◆ Problem to solve
Set the entries down again exactly; none may be skipped.

◆ Given records
----------------

PR #945, opened 2021-04-27
Enable device provisioning via provisioning plugin

abanthiy:
**Issue #, if available:**

**Description of changes:**
Adding nucleus changes for device provisioning using plugins

Unit tests
POC running local plugin

**Checklist:**


src/integrationtests/java/com/aws/greengrass/integrationtests/provisioning/TestDeviceProvisioningPlugin.java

----------------

◆ Response to the task
PR #945, opened 2021-04-27
Enable device provisioning via provisioning plugin

abanthiy:
**Issue #, if available:**

**Description of changes:**
Adding nucleus changes for device provisioning using plugins

Unit tests
POC running local plugin

**Checklist:**


src/integrationtests/java/com/aws/greengrass/integrationtests/provisioning/TestDeviceProvisioningPlugin.java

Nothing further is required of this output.